Reducing the Burden of Supervision in Deep Reinforcement Learning
Reinforcement learning approaches have shown significant success in enabling a variety of applications in robotic control, bypassing the need for accurate models and controllers. The paradigm of reinforcement learning depends heavily on the definition of rewards. Reward functions are often quite hard to define, and require significant instrumentation of the environment and the robotic system or significant human interaction. As tasks become harder and involve significant environmental interaction, this reward supervision becomes increasingly hard to provide. In this talk, I will cover a number of approaches to reduce the burden of reward supervision in reinforcement learning, making it easier to specify rewards, and to instrument the system for reward specifications, moving towards learning systems which are more applicable for real world use. I will describe approaches using imitation learning, meta-learning and unsupervised exploration as a means to tackle the problem of supervision in deep reinforcement learning, and show several robotic applications.
Abhishek Gupta is a third year Ph.D student at UC Berkeley, working with Professor Sergey Levine and Professor Pieter Abbeel.
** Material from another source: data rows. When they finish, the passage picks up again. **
PR #907, opened 2018-10-19
Fix a/an grammar uses

liberforce:
Rules for using one the other: https://www.wikihow.com/Sample/An-A-Usage
"A user" respects the same rules as "a union".


memsharded:
Thank you! Merging it directly to master, so it goes live immediately, not in the next release.

PR #934, opened 2018-10-31
Explicitly mention that remote name is uppercased

ttencate:
Responsible code: https://github.com/conan-io/conan/blob/d9a75eff01098338d4d242d8591a704e75bf3a9c/conans/client/userio.py#L105


danimtb:
many thanks! 😄

PR #945, opened 2018-11-08
Review of examples in cmake_paths and cmake_find_package

### LINKED ISSUE #944: cmake_find_package and cmake_paths documentation example of Zlib
Hi first of all i want to congratulate all of of you in conan about the great job that you are doing...

My issue is only a note, because the documentation about [cmake_find_package](https://docs.conan.io/en/latest/integrations/cmake/cmake_find_package_generator.html) and [cmake_paths](https://docs.conan.io/en/latest/integrations/cmake/cmake_paths_generator.html) is not entirely accurate because of the name of the zlib package, the conan name is lowercase and the the script in the CMake installation directory (/Modules) is uppercase (/usr/share/cmake-3.10/Modules/FindZLIB.cmake) (at least on Ubuntu 18) and the example is neither all uppercase neither all lowercase :)

So your example neither work with the Findzlib.cmake generated by conan when using cmake_find_package neither work with system FindZLIB.cmake because of the name differences (linux)

so a more correct example will be using a library/package with the same name.

Hope i can help a little about improving your documentation.

Side note:
in my example i used like this:
```
cmake_minimum_required(VERSION 3.0)
project(helloworld)
set(CMAKE_MODULE_PATH ${CMAKE_BINARY_DIR} ${CMAKE_MODULE_PATH})
add_executable(helloworld hello.cpp)
find_package(ZLIB)
if(ZLIB_FOUND)
    message(STATUS "zlib was found")
    include_directories(${ZLIB_INCLUDE_DIRS})
    target_link_libraries(helloworld ${ZLIB_LIBRARIES})
else()
    message(STATUS "zlib was NOT found!!!!")
endif()
```
and using both generators, but we are using always the FindZLIB.cmake from the system and not the generated one from conan.

danimtb:
closes #944


danimtb:
Hi @nesc1! This PR should fix the documentation with the cnages you requested. Now the example is using the right casing in `find_package()`. Thanks!

lasote:
Solve conflicts and merge

PR #948, opened 2018-11-21
Fixing a target name typo at the cmake_find_package generator reference

VictoriousV:
Added a missing colon to the name of the target.


danimtb:
Thanks!

PR #951, opened 2018-11-23
Adds github settings file for portable labels

danimtb:
Has to be merged to develop branch for changes to take effect

After merge we need to activate the app here: https://probot.github.io/apps/settings/

### DIFF
--- a/.github/settings.yml
+++ b/.github/settings.yml
@@ -1,0 +1,100 @@
+# https://github.com/apps/settings
+
+repository:
+  description: conan.io reStructuredText documentation
+  homepage: https://docs.conan.io
+  has_wiki: false
+  default_branch: develop
+
+# Labels: define labels for Issues and Pull Requests
+# colors from: https://htmlcolorcodes.com/color-chart/
+labels:
+  - name: "type: question"
+    color: FADBD8
+    old_name: "question"
+  - name: "type: engineering"
+    color: F5B7B1
+  - name: "type: feature"
+    color: EC7063
+    old_name: "feature"
+  - name: "type: look into"
+    color: CB4335
+    old_name: "look into"
+  - name: "type: bug"
+    color: 943126
+    old_name: "bug"
+
+  - name: "complex: low"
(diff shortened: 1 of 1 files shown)


danimtb:
CI was cancel as it is not affected by this PR

jgsogo:
Do you want to keep this file almost-equal for `conan-io/conan` and `conan-community/community` too, or it is just intended for this repo?

If the answer is the first one, then it is ok, otherwise I would add the `has_projects=False` too (I don't know if `has_downloads=False` is needed too).

.github/settings.yml
```diff
@@ -0,0 +1,100 @@
+# https://github.com/apps/settings
+
+repository:
```
jgsogo: What about the name?

```suggestion
repository:
  name: docs
```

danimtb: I think I am going to keep it as generic as possible to try to have the same settings for all repositories

jgsogo: and what about the `description` and `homepage`?

danimtb: Yes, I am going to remove them too

jgsogo:
What about this (https://github.com/probot/probot-config) to share configuration between repos? Will it work? Having a `conan-io/conan: .github/common-settings.yml` and add a reference (and specialize) to it from the `.github/settings.yml` file of every repo

danimtb:
I think we could at this in the future if this kind of settings start to grow. I don't see this labels changing very much in a short term and configs are easy enough to be copy-pasted 😄 

However, if you feel so we can start putting this common labels in conan-io/conan repo and the reuse them in here... I just wanted to start with a smaller repo like this one

danimtb:
I am the one doing it! 🐮 🤠

danimtb:
Done! Bu labels were not update 🤦‍♂️ Maybe we need to push a new change with the app now active... 🤔

jgsogo:
Sure, an empty commit to `develop` should be enough

PR #955, opened 2018-11-27
Make generator documentation

danimtb:
Documentation conan-io/conan#3773


danimtb:
PR conan-io/conan#4003

integrations/make.rst
```diff
@@ -0,0 +1,135 @@
...
+    LDFLAGS         += $(addprefix -L, $(CONAN_LIB_PATHS))
+    LIBS            += $(addprefix -l, $(CONAN_LIBS))
+
+
+    #----------------------------------------
+    #     Make Commands
+    #----------------------------------------
+
+    COMPILE_CXX_COMMAND         ?= \
+        g++ -c $(CXXFLAGS) $(CPPFLAGS) $< -o $@
```
solvingj: `$(CXXFLAGS) ` should just be `$(CFLAGS) ` since there is actually no variable called `$(CXXFLAGS)` in this example, nor is one propagated by Conan.  Conan only propagates a single variable called `CFLAGS`.  Technically, it doesn't matter here because there were no `CFLAGS` defined in this example, so both will result in an empty string, but we should definitely make the example correct.

reference/generators/make.rst
```diff
@@ -0,0 +1,82 @@
...
+Variables per package. ``<PKG-NAME>`` placeholder is filled with the name of the Conan package.
+
++--------------------------------------+----------------------------------------------------------------------+
+| NAME                                 | VALUE                                                                |
++======================================+======================================================================+
+| CONAN_ROOT_<PKG-NAME>                | Absolute path to root package folder                                 |
++--------------------------------------+----------------------------------------------------------------------+
+| CONAN_SYSROOT_<PKG-NAME>             | System root folder                                                   |
++--------------------------------------+----------------------------------------------------------------------+
+| CONAN_INC_PATHS_<PKG-NAME>           | Headers folders                                                      |
```
solvingj: I've seen references to `CONAN_INC_PATHS` and `CONAN_INCLUDE_PATHS`.  Not sure what the final choice was, but need to make sure references are consistent everywhere.

reference/generators/make.rst
```diff
@@ -0,0 +1,82 @@
...
++--------------------------------------+----------------------------------------------------------------------+
+| CONAN_LIB_PATHS_<PKG-NAME>           | Library folders                                                      |
++--------------------------------------+----------------------------------------------------------------------+
+| CONAN_BIN_PATHS_<PKG-NAME>           | Binary folders                                                       |
++--------------------------------------+----------------------------------------------------------------------+
+| CONAN_BUILD_PATHS_<PKG-NAME>         | Build folders                                                        |
++--------------------------------------+----------------------------------------------------------------------+
+| CONAN_RES_PATHS_<PKG-NAME>           | Resources folders                                                    |
++--------------------------------------+----------------------------------------------------------------------+
+| CONAN_LIBS_<PKG-NAME>                | Binary folders                                                       |
```
solvingj: Delete this entry, it looks like a copy/paste error.

reference/generators/make.rst
```diff
@@ -0,0 +1,82 @@
...
++--------------------------------------+----------------------------------------------------------------------+
+| CONAN_LIBS_<PKG-NAME>                | Library names to link with                                           |
++--------------------------------------+----------------------------------------------------------------------+
+| CONAN_DEFINES_<PKG-NAME>             | Library definitions                                                  |
++--------------------------------------+----------------------------------------------------------------------+
+| CONAN_CFLAGS_<PKG-NAME>              | Library C flags                                                      |
++--------------------------------------+----------------------------------------------------------------------+
+| CONAN_CPPFLAGS_<PKG-NAME>            | Library CXX flags                                                    |
```
solvingj: The variable name `CPPFLAGS` is misleading.  `CPPFLAGS` is actually short for "C Pre-Processor Flags", nothing to do with C++.  In GNU Make, there is a separate implicit variable called `CXXFLAGS` that we don't do anything with in Conan... that would be specifically for the C++ compiler.

reference/generators/make.rst
```diff
@@ -0,0 +1,82 @@
...
++--------------------------------+----------------------------------------------------------------------+
+| CONAN_RES_PATHS                | Aggregated resource folders                                          |
++--------------------------------+----------------------------------------------------------------------+
+| CONAN_LIBS                     | Aggregated library names to link with                                |
++--------------------------------+----------------------------------------------------------------------+
+| CONAN_DEFINES                  | Aggregated library definitions                                       |
++--------------------------------+----------------------------------------------------------------------+
+| CONAN_CFLAGS                   | Aggregated C flags                                                   |
++--------------------------------+----------------------------------------------------------------------+
+| CONAN_CPPFLAGS                 | Aggregated CXX flags                                                 |
```
solvingj: "CXX flags" should say "C Preprocessor flags"

reference/generators/make.rst
```diff
@@ -0,0 +1,82 @@
...
++--------------------------------+----------------------------------------------------------------------+
+| CONAN_BUILD_PATHS              | Aggregated build folders                                             |
++--------------------------------+----------------------------------------------------------------------+
+| CONAN_RES_PATHS                | Aggregated resource folders                                          |
++--------------------------------+----------------------------------------------------------------------+
+| CONAN_LIBS                     | Aggregated library names to link with                                |
++--------------------------------+----------------------------------------------------------------------+
+| CONAN_DEFINES                  | Aggregated library definitions                                       |
++--------------------------------+----------------------------------------------------------------------+
+| CONAN_CFLAGS                   | Aggregated C flags                                                   |
```
solvingj: Change "C flags" to "C Compiler flags" for clarity.

reference/generators/make.rst
```diff
@@ -0,0 +1,82 @@
...
++--------------------------------------+----------------------------------------------------------------------+
+| CONAN_RES_PATHS_<PKG-NAME>           | Resources folders                                                    |
++--------------------------------------+----------------------------------------------------------------------+
+| CONAN_LIBS_<PKG-NAME>                | Binary folders                                                       |
++--------------------------------------+----------------------------------------------------------------------+
+| CONAN_LIBS_<PKG-NAME>                | Library names to link with                                           |
++--------------------------------------+----------------------------------------------------------------------+
+| CONAN_DEFINES_<PKG-NAME>             | Library definitions                                                  |
++--------------------------------------+----------------------------------------------------------------------+
+| CONAN_CFLAGS_<PKG-NAME>              | Library C flags                                                      |
```
solvingj: Change "C flags" to "C Compiler flags" for clarity.

danimtb:
Hi @solvingj and thanks a lot for the review.

I have tried to follow the rules defined here: https://docs.conan.io/en/latest/reference/build_helpers/autotools.html#environment-variables

With the information indicated here: https://docs.conan.io/en/latest/reference/conanfile/attributes.html#cpp-info

Following that information the mapping will be:

| ``cpp_info`` | *conanbuildinfo.mak* | *Makefile* |
|--------------|----------------------|------------|
| defines      | CONAN_DEFINES        | CPPFLAGS   |
| includedirs  | CONAN_INCLUDE_PATHS  | CPPFLAGS   |
| libdirs      | CONAN_LIB_PATHS      | LDFLAGS    |
| libs         | CONAN_LIBS           | LIBS       |
| cflags       | CONAN_CFLAGS         | CFLAGS     |
| cppflags     | CONAN_CPPFLAGS       | CXXFLAGS   |

As you see, I think it is better to maintain a similar name for the ``cpp_info`` -> ``generator`` conversion but use the Make variable naming for the example (``generator`` -> User side). WDYT?

The controversial part here is the ``cpp_info.cppflags`` that in my opinion it should have been called ``cpp_info.cxxflags``

solvingj:
Yes, I mostly agree with it.  There are still a few issues to work out though. 

**Autotools vs Make : LIBS vs LDLIBS**
Sadly, and for reasons I have never found, Autotools chose to use a new variable name for this purpose.  GNU Make originally used `LOADLIBES`, then changed to `LDLIBS` which is what is used today.  Autotools came along later and used the shortened variable name `LIBS`. In short, I think that using `LIBS` is appropriate for the AutoTools Helper, and using `LDLIBS` is appropriate for this generator. 

**CPP vs CXX**  
Thank you for clarifying.  I actually completely forgot about this naming mismatch between Conan and Make/Autotools. I remember seeing it last year, perhaps I blacked it out.  I guess I had been working so deeply with Make the past few months, when i came back to work on the generator I just lined things up the way that makes sense and never checked the docs. Sorry about that :(

Since it can never be fixed, I've gone ahead and updated my PR for the unit tests based on your feedback: 
https://github.com/conan-io/conan/pull/4018

So, after all that, this looks good :)

danimtb:
Thanks a lot for the feedback. I will come and update this PR with the variables in the test you proposed on conan-io/conan#4018 😃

Abhishek's research interests focus on Deep Reinforcement Learning in robotics, with an emphasis on multi-task learning, transfer learning, imitation learning and dexterous manipulation. Abhishek received a B.S in Electrical Engineering and Computer Science from UC Berkeley working with Professor Pieter Abbeel on apprenticeship learning and hierarchical planning. Abhishek is the recipient of the NSF graduate research fellowship as well as the NDSEG graduate fellowship.